Most traditional row execution engines adopt a one-tuple-at-a-time execution mode. In this way, most of the time during the execution process, the CPU is not used to process data, but more to traverse the execution tree, which will lead to low effective utilization of the CPU. In the face of a huge number of function calls in OLAP scenarios, huge overhead is required. In order to solve this problem, a vectorization engine was added to GaussDB (DWS). The vectorization engine uses a batch-at-a-time execution mode of tuples, which can greatly reduce the cost of traversing execution nodes. At the same time, the vectorization engine is also naturally connected to column storage, making it easier to load vectorized column data in the underlying scanning nodes. Column storage + vectorized execution engine is one of the golden keys that opens the door to OLAP performance!

About row storage and column storage tables

The row storage table stores tuples into Page pages by rows. It is mostly used in TP scenarios where the data is frequently updated, there are many additions, deletions and modifications, and the query results involve multiple columns of the table.

Row storage table storage method

Column storage tables are stored in columns, and each column's data is stored in a file. Mostly used in AP scenarios.

  • The number of table columns is large, the number of accessed columns is small, and the number of IO operations is reduced.
  • Column data is homogeneous, improving data compression ratio
  • Operations based on column batch data, the CPU cache hit rate is high

Column storage table storage method

execution framework

The executor is the hub of interaction between the optimizer and the storage engine. Taking the execution plan tree generated by the optimizer as input, the data is accessed from the storage engine, and various execution operators are operated according to the plan to realize data processing. Using the Pipeline mode, the row executor operates one tuple at a time, and the column executor operates one batch at a time. The upper layer drives the lower layer, allowing data to flow up the execution tree. Provides execution operators for various data processing. The figure below shows the top-down control flow and bottom-up data flow.

Pipeline mode of executor

The execution process of the executor can be divided into these three steps:

  1. Executor initialization: Construct the executor's global status information estate, recursively traverse each node of the plan tree, and initialize its execution status information planstate
  2. Execution of the executor: The entrances of the row engine and the vectorization engine are independent. Starting from the root node of the plan tree, it recursively traverses to the leaf nodes to obtain a tuple/batch. After processing by layer-by-layer node operators, a result tuple/batch is returned until No more tuple/batch.
  3. Cleaning up the executor: Recycle the global status information of the executor and clean up the execution status of each plan node.

The execution process of the executor

column executor

The problem with the row executor is that most of the CPU processing is in the process of traversing the Plan Tree instead of actually processing the data, and the effective CPU utilization is low.

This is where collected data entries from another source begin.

Issue #7512, opened 2026-01-27
Consider replacing Date::try_new_from_codes with something better


Manishearth:
[`Date::try_new_from_codes`](https://unicode-org.github.io/icu4x/rustdoc/icu/calendar/struct.Date.html#method.try_new_from_codes) isn't the best API, for two reasons:

 - We're not happy with its return type and can do better, see https://github.com/unicode-org/icu4x/issues/7010#issuecomment-3802706892
 - It takes in a MonthCode, when we now have a very nice type-safe non-stringy [`Month`](https://unicode-org.github.io/icu4x/rustdoc/icu/calendar/types/struct.Month.html) type now

Would be good to try and replace it.

 - What should it be called? `new_with_era_and_month`?
 - What should its returned error be? Probably a subset of DateFromFieldsError based on whatever we decide in https://github.com/unicode-org/icu4x/issues/7010?
 - Are there any other changes we should make to the API?

cc @robertbastian @sffc

Manishearth:
Marking as Discuss but I would like to see some discussion here first.

sffc:
We should use this to reconsider the shape in other ways, too. I want to position the replacement of try_new_from_codes to be the convenient/ergonomic API, but it doesn't need all of the functionality since we can load everything else we need into `try_from_fields`. For example, we could drop the `era` option entirely and always take the extended year. Clients who need to provide eras in a cross-calendar way can use `try_from_fields`.

Manishearth:
Hmm, an interesting proposition. I somewhat _like_ the era input: it's optional so you can still use extended year, but if you have an era date you can provide it. OTOH `try_from_fields` works but it has more error cases to consider. But we can consider this. Weak preference for keeping era around as an optional parameter.

sffc:
I don't like how when I read `Date::try_new_from_codes(None, ...)`, I have no idea what `None` means.

We could do `Date::try_new_bikeshed(YearType::Extended(...), ...)` but that requires importing an extra type and it gets verbose. Maybe we should consider `Date::try_new_bikeshed(123.into(), ...)` ??

sffc:
We've traditionally been allergic to using trait bounds in these functions (can you remind me the list of why not?), but since we have date_from_fields for power users, maybe we can make the year type be `impl Into<YearType>` or something, and then you can pass `2025` or `("reiwa", 6)`, etc.

Manishearth:
[...]

PR #7764, opened 2026-03-10
Add Date::try_from_codes, the replacement of Date::try_new_from_codes

Manishearth:
Fixes https://github.com/unicode-org/icu4x/issues/7512

<s>I tried to upgrade the error type used internally, which works out well, but it means that we lose context when producing RangeErrors. If desired, I could instead introduce a complex conversion so that that behavior is preserved.</s> The original behavior is now preserved.

First three commits are agent generated.

I have marked this API as insta-stable since we planned it for 2.2. I'm about to start gearing up to unflag these APIs, so no point making this unstable now.

## Changelog

icu_calendar: Add `Date::try_from_codes`, which replaces `Date::try_new_from_codes`, and takes typed year/month values.
  - New methods: `Date::try_from_codes` (and primarily-internal `Calendar::from_codes2`)
  - New types: `InputYear`, `DateFromCodesError`

### DIFF
--- a/components/calendar/src/error.rs
+++ b/components/calendar/src/error.rs
@@ -645,7 +645,7 @@ pub enum DateFromCodesError {
     InvalidEra,
 
     /// The year was out of range
-    #[displaydoc("Invalid year for `Date::try_from_codes()`, must be within -9999..=9999")]
+    #[displaydoc("Invalid year, must be within -9999..=9999")]
     InvalidYear,
 }
 


components/calendar/src/calendar.rs
```diff
@@ -43,14 +47,57 @@ pub trait Calendar: crate::cal::scaffold::UnstableSealed {
...
+    }
+
+    /// Construct a date from month codes and [`InputYear`].
+    ///
+    /// This is used by [`Date::try_from_codes()`].
+    #[expect(clippy::wrong_self_convention)]
+    fn from_codes2(
+        &self,
+        year: InputYear,
+        month_code: types::MonthCode,
```
robertbastian: why `MonthCode`?

components/calendar/src/types.rs
```diff
@@ -248,6 +251,28 @@ impl fmt::Debug for DateFields<'_> {
     }
 }
 
+/// Year information to be used as input to [`Date::try_from_codes()`].
+///
+/// Note: The input variants represent different ways of specifying a year;
+/// see [`YearInfo`] for the output formats.
+#[derive(Copy, Clone, Debug, PartialEq)]
+#[non_exhaustive]
+pub enum InputYear<'a> {
```
robertbastian: can we bikeshed this? `InputYear` is inconsistent with `Month` as the other input type.

components/calendar/benches/date.rs
```diff
@@ -168,7 +168,7 @@ fn date_benches(c: &mut Criterion) {
         "calendar/hebrew",
         &fxs,
         icu::calendar::cal::Hebrew,
-        |y, m, d, c| Date::try_new_from_codes(None, y, types::Month::new(m).code(), d, c).unwrap(),
+        |y, m, d, c| Date::try_from_codes(y.into(), types::Month::new(m), d, c).unwrap(),
```
robertbastian: can we please be explicit here

```suggestion
        |y, m, d, c| Date::try_from_codes(types::InputYear::ExtendedYear(y), types::Month::new(m), d, c).unwrap(),
```

components/calendar/src/types.rs
```diff
@@ -248,6 +251,28 @@ impl fmt::Debug for DateFields<'_> {
...
+    /// An "extended year", which is a single number representing the year.
+    ///
+    /// For many calendars this matches the year number, but for some it is a year
+    /// relative to some specific epoch.
+    ExtendedYear(i32),
```
robertbastian: `InputYear::ExtendedYear` is repetitive, it should just be `InputYear::Extended`

components/calendar/src/calendar_arithmetic.rs
```diff
@@ -312,33 +312,44 @@ impl<C: DateFieldsResolver> ArithmeticDate<C> {
...
+                calendar
+                    .extended_year_from_era_year_unchecked(era.as_bytes(), y)
+                    .map_err(|_| DateFromCodesError::InvalidEra)?
+            }
         };
         let year = calendar.year_info_from_extended(extended_year);
 
         let validated = Month::try_from_utf8(month_code.0.as_bytes()).map_err(|e| match e {
-            MonthCodeParseError::InvalidSyntax => DateError::UnknownMonthCode(month_code),
+            MonthCodeParseError::InvalidSyntax => DateFromCodesError::MonthNotInCalendar,
```
robertbastian: this is not the correct error type

components/calendar/src/error.rs
```diff
@@ -611,6 +621,41 @@ mod unstable {
...
+    MonthNotInCalendar,
+    /// The specified month exists in this calendar, but not in the specified year.
+    #[displaydoc("The specified month exists in this calendar, but not for this year")]
+    MonthNotInYear,
+    /// The era code is invalid for the calendar.
+    #[displaydoc("Unknown era or invalid syntax")]
+    InvalidEra,
+    /// The date is out of range.
+    #[displaydoc("Result out of range")]
+    Overflow,
```
robertbastian: Overflow is for rata-die range errors, which is not the right error case here. According to https://github.com/unicode-org/icu4x/issues/7010#issuecomment-3892880221 this should be `InvalidYear`.

components/calendar/src/types.rs
robertbastian: also in the discussion we used `YearInput`

components/calendar/src/types.rs
```diff
@@ -248,6 +251,28 @@ impl fmt::Debug for DateFields<'_> {
...
+///
+/// Note: The input variants represent different ways of specifying a year;
+/// see [`YearInfo`] for the output formats.
+#[derive(Copy, Clone, Debug, PartialEq)]
+#[non_exhaustive]
+pub enum InputYear<'a> {
+    /// An "extended year", which is a single number representing the year.
+    ///
+    /// For many calendars this matches the year number, but for some it is a year
+    /// relative to some specific epoch.
```
robertbastian: this is a confusing sentence, the year number is always relative to some specific epoch, even for era years. link to our existing extended year documentation on `YearInfo::extended_year`.

components/calendar/src/types.rs
```diff
@@ -248,6 +251,28 @@ impl fmt::Debug for DateFields<'_> {
...
+    ExtendedYear(i32),
+    /// A year specified by an era code and the year in that era.
+    EraYear(&'a str, i32),
+}
+
+impl From<i32> for InputYear<'_> {
```
robertbastian: this implementation makes me want to veto the whole `YearInput` approach. `y.into()` is not clearer than `None, y`

ffi/capi/src/date.rs
```diff
@@ -406,15 +408,19 @@ pub mod ffi {
             day: u8,
             calendar: &Calendar,
         ) -> Result<Box<Date>, CalendarError> {
-            let era = if !era_code.is_empty() {
-                Some(core::str::from_utf8(era_code).map_err(|_| CalendarError::UnknownEra)?)
+            use icu_calendar::types::InputYear;
+            let input_year = if !era_code.is_empty() {
```
robertbastian, line 412: huh, this already has the empty string behaviour that we discarded in the issue. I think keeping this consistent over FFI is an advantage of that option

ffi/capi/src/date.rs
```diff
@@ -406,15 +408,19 @@ pub mod ffi {
             day: u8,
             calendar: &Calendar,
         ) -> Result<Box<Date>, CalendarError> {
```
robertbastian, line 410: observation: this was a different API than the Rust API before, and is a different API than the Rust API after

ffi/capi/src/errors.rs
```diff
@@ -285,6 +286,20 @@ impl From<icu_calendar::error::DateFromFieldsError> for CalendarDateFromFieldsEr
     }
 }
 
+#[cfg(feature = "calendar")]
+impl From<icu_calendar::error::DateFromCodesError> for CalendarError {
```
robertbastian, line 290: observation: we're still forced to use the old error type

components/calendar/src/calendar.rs
Manishearth: ... oops.

Manishearth: Leftover in the step by step refactor. Shouldn't be hard to fix

components/calendar/src/types.rs
Manishearth: Yeah I was just matching the discussion. I agree about the naming.

components/calendar/src/types.rs
Manishearth: In the discussion we used both. I wasn't sure which one we picked.

components/calendar/src/types.rs
Manishearth: This was already touched on in the discussion, and I don't see any opposition then.

https://github.com/unicode-org/icu4x/issues/7512#issuecomment-3968827955

yes, this is not your preferred option. We should not be rehashing those discussions here.

components/calendar/src/calendar_arithmetic.rs
Manishearth: Got fixed by this code getting moved out.

components/calendar/src/types.rs
Manishearth: I switched it since we were mostly saying YearInput. Start a discussion on the issue if you want to bikeshed it, I am trying to implement the discussion consensus here and don't want to end up ping ponging between reviewers who disagree.

components/calendar/benches/date.rs
Manishearth: Going to try and update test code to this at least.

components/calendar/src/calendar.rs
```diff
@@ -88,14 +92,14 @@ pub trait Calendar: crate::cal::scaffold::UnstableSealed {
         }
     }
 
-    /// Construct a date from month codes and [`InputYear`].
+    /// Construct a date from a [`Month`] and [`YearInput`].
```
robertbastian: ... and a day

components/calendar/src/error.rs
```diff
@@ -651,9 +643,18 @@ pub enum DateFromCodesError {
     /// The era code is invalid for the calendar.
     #[displaydoc("Unknown era or invalid syntax")]
     InvalidEra,
-    /// The date is out of range.
-    #[displaydoc("Result out of range")]
-    Overflow,
+
+    /// The year was out of range
+    #[displaydoc("Invalid year for `Date::try_from_codes()`, must be within -9999..=9999")]
```
robertbastian: nit: none of the other display strings say "for `Date::try_from_codes()`"

components/calendar/src/types.rs
Manishearth: FWIW: I think it's fine to realize you care about something more than previously after seeing it in practice. But I want to highlight that I am implementing based on the existing discussion, and this was already brought up.

So if you want, perhaps open a targeted discussion on that issue about the Into impl. Overall I think it's pretty clear, and nice to have. Most calendars don't care about eras.

Manishearth: But I do see the argument "why not also do it for Month", which is fair.

ffi/capi/src/date.rs
Manishearth: good observation, though I think with FFI we are forced to avoid typed APIs so I don't consider this a strong signal

components/calendar/src/types.rs
robertbastian: If we also do this for months, and embrace the `into`, this API could become a lot less code-y:

```rust

pub fn try_new(y: impl Into<YearInput>, m: impl Into<Month>, d: u8, c: C) -> ...

Date::try_new(2025, 8, 10, Gregorian);

Date::try_new(YearInput::EraYear("bce", 843), 10, 4, Julian);

Date::try_new(5038, Month::leap(2), 4, Hebrew);
```

Manishearth: Hmmmmmmmmmmmm

interesting prospect. I don't hate it, but I also don't like having `impl Into` on APIs (it pessimizes code size pretty badly)

https://doc.rust-lang.org/unstable-book/language-features/doc-notable-trait.html helps with this but not quite with Into.

Manishearth: One of the reasons I think Into on month is worse is that it implicitly assumes that it is a normal month, which isn't a big deal but worth highlighting.

But I just realized we already decided to call the API Month::new not new_normal, so we're okay with that.

So Into on both makes sense. Maybe should file a followup issue about both.

Manishearth: I have filed https://github.com/unicode-org/icu4x/issues/7769

components/calendar/src/error.rs
Manishearth: Deliberate choice, since this is a from-codes-specific range, unlike the others.

components/calendar/src/types.rs
Manishearth: (FTR I think `Year` is fine but I don't want to make changes I'll then get told to undo)

components/calendar/src/error.rs
robertbastian: Right, but this is a from-codes-specific error already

The unique application scenarios of column storage tables require a supporting vectorization engine to truly take advantage of its performance improvement in OLAP scenarios. Therefore, the basic idea of ​​transforming the column executor is to process one column of data at a time.

Like the row executor, the vectorized execution engine scheduler follows the Pipeline mode, but each processing and data transfer between operators is one batch at a time (that is, 1000 rows of data), which improves the CPU hit rate and reduces IO read operations. The data flow structure of the column executor VectorBatch is shown in the figure below.

Column Executor Data Flow Structure VectorBatch

Mixing rows and columns: Adapter operator

Some scenarios of column storage tables do not support vectorized execution engines, such as: string_to_array, listagg, string_agg, etc.
GaussDB has the ability to automatically switch between two sets of row and column engines.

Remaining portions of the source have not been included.